» Your instructions
Starting at the line that holds "assaf758, line 224: why" and stopping at the line that holds "Some comments inline.", restate the records below word for word, with both of those lines included.

» Records to use
BEGIN

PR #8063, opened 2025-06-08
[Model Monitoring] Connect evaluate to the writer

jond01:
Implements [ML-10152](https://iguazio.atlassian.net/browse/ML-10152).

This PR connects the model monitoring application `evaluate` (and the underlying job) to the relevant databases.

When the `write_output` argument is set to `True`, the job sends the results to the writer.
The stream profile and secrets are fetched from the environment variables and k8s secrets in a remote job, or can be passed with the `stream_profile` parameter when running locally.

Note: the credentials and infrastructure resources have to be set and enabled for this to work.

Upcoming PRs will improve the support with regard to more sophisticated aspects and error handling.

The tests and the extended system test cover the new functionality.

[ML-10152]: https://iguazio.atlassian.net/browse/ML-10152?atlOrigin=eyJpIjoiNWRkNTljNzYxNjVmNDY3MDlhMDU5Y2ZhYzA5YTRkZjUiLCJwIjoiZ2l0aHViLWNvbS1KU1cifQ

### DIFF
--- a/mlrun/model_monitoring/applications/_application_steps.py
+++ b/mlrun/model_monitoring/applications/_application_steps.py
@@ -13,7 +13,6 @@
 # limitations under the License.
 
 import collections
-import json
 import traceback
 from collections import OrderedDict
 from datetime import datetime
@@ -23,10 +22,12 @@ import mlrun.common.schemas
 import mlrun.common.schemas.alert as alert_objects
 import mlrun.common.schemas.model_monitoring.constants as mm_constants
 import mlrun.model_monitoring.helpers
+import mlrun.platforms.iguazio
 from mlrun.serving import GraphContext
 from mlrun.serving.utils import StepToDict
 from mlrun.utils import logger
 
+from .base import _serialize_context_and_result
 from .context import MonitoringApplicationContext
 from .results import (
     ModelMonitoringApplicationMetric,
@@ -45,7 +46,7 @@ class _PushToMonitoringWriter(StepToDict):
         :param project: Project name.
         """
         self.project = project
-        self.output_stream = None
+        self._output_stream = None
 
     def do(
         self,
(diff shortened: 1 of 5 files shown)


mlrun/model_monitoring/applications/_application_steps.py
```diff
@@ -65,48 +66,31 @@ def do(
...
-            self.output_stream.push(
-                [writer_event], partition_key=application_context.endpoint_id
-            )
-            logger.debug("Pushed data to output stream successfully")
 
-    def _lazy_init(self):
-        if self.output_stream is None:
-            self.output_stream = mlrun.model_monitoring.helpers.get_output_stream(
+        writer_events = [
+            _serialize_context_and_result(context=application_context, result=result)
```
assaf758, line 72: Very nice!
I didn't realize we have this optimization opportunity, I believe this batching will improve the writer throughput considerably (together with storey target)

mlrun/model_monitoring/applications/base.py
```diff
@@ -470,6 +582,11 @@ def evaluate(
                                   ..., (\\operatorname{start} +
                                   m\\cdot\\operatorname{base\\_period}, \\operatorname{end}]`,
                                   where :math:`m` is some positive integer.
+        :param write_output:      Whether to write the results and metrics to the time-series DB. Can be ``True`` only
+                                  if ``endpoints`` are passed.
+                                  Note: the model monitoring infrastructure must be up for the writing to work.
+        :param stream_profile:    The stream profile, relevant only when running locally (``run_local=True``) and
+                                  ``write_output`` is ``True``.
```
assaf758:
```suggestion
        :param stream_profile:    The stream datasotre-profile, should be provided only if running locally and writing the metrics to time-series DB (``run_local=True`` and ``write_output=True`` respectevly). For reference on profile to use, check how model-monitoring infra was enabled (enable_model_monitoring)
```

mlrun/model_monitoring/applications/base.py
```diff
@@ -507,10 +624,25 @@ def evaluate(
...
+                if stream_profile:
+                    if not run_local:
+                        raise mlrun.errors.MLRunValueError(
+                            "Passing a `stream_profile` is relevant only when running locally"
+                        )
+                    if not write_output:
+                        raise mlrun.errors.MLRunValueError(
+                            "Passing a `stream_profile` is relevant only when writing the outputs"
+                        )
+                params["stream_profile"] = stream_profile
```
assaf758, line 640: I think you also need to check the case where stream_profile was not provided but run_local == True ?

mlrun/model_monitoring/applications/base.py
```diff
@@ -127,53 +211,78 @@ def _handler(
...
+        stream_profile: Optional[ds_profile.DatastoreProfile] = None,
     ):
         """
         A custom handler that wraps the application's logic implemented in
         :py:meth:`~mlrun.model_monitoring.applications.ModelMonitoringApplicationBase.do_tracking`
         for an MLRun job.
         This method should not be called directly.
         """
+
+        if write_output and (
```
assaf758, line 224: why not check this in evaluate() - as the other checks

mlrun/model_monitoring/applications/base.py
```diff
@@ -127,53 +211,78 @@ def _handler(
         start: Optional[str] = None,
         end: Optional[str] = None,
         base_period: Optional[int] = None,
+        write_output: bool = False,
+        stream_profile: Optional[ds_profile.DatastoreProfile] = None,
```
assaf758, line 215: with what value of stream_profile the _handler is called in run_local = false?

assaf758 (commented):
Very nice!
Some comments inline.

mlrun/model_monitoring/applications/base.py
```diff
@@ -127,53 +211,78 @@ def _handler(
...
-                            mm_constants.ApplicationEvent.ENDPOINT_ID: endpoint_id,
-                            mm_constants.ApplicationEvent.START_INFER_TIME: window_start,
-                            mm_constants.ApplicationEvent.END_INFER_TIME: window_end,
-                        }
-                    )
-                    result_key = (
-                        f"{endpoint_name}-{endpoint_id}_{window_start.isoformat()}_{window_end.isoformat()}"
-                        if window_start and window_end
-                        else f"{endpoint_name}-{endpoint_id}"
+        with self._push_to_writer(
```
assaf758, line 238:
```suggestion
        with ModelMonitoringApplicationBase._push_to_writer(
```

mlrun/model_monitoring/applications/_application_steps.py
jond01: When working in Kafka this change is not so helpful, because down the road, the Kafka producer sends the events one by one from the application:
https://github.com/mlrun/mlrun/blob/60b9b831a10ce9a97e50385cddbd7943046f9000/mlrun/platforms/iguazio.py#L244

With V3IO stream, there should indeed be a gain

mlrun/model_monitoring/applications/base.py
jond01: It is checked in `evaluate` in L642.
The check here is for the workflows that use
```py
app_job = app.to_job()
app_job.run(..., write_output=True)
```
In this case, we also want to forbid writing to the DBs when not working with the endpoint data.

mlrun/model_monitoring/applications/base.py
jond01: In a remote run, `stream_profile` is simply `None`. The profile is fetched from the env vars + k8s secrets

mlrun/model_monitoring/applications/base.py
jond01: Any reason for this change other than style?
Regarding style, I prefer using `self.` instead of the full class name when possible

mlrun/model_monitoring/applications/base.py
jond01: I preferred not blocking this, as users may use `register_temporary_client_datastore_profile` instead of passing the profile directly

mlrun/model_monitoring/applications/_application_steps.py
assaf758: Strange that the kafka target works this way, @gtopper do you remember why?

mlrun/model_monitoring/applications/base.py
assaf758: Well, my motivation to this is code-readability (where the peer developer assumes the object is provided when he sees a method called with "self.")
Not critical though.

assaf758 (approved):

END

» Solution to the exercise
assaf758, line 224: why not check this in evaluate() - as the other checks

mlrun/model_monitoring/applications/base.py
```diff
@@ -127,53 +211,78 @@ def _handler(
         start: Optional[str] = None,
         end: Optional[str] = None,
         base_period: Optional[int] = None,
+        write_output: bool = False,
+        stream_profile: Optional[ds_profile.DatastoreProfile] = None,
```
assaf758, line 215: with what value of stream_profile the _handler is called in run_local = false?

assaf758 (commented):
Very nice!
Some comments inline.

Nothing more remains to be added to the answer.